Extracted information:
● ● ● ●
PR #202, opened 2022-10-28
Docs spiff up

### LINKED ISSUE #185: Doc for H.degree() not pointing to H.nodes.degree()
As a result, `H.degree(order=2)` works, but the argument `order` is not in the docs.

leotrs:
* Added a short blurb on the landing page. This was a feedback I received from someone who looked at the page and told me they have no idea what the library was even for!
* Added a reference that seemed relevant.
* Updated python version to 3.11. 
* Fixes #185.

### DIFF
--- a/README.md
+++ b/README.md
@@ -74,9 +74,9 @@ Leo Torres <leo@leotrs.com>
● ● ● ●
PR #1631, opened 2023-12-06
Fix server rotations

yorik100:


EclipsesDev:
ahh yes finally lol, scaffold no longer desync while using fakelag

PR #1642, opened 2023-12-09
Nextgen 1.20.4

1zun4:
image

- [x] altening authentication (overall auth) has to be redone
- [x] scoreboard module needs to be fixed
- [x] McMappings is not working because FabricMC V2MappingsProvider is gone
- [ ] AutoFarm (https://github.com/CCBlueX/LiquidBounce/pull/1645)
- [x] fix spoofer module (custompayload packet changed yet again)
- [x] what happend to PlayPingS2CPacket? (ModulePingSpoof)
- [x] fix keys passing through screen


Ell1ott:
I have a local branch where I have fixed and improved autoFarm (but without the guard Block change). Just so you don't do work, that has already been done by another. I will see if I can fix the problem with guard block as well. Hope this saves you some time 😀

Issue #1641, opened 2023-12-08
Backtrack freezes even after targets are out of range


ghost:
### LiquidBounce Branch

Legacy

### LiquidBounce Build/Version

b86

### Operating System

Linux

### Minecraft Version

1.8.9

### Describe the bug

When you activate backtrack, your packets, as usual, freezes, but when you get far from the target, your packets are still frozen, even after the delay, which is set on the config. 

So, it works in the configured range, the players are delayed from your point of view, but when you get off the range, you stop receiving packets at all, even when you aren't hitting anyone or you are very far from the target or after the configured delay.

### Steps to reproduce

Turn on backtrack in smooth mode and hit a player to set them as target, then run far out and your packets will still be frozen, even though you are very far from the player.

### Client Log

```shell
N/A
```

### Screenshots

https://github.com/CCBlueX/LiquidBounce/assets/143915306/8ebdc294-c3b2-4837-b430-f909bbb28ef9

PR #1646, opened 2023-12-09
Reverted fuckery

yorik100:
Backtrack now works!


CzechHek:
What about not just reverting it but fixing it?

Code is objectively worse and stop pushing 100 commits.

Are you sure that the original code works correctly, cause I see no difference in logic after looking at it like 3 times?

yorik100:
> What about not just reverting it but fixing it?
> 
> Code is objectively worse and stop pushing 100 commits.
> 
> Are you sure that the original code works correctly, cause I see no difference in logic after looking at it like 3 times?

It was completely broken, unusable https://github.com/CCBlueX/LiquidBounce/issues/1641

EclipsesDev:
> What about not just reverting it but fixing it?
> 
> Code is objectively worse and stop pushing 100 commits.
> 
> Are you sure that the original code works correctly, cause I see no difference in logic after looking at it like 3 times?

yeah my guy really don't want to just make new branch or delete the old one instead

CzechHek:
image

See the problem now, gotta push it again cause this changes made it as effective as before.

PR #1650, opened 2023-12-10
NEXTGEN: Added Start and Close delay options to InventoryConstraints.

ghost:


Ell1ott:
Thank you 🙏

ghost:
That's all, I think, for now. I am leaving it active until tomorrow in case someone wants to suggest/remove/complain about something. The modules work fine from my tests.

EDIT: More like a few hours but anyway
● ● ● ●
Working from the material above, retype exactly the lines from the one with "PR #202, opened 2022-10-28" through the one with "Leo Torres <leo@leotrs.com>", both included, and only those lines.

PR #202, opened 2022-10-28
Docs spiff up

### LINKED ISSUE #185: Doc for H.degree() not pointing to H.nodes.degree()
As a result, `H.degree(order=2)` works, but the argument `order` is not in the docs.

leotrs:
* Added a short blurb on the landing page. This was a feedback I received from someone who looked at the page and told me they have no idea what the library was even for!
* Added a reference that seemed relevant.
* Updated python version to 3.11. 
* Fixes #185.

### DIFF
--- a/README.md
+++ b/README.md
@@ -74,9 +74,9 @@ Leo Torres <leo@leotrs.com>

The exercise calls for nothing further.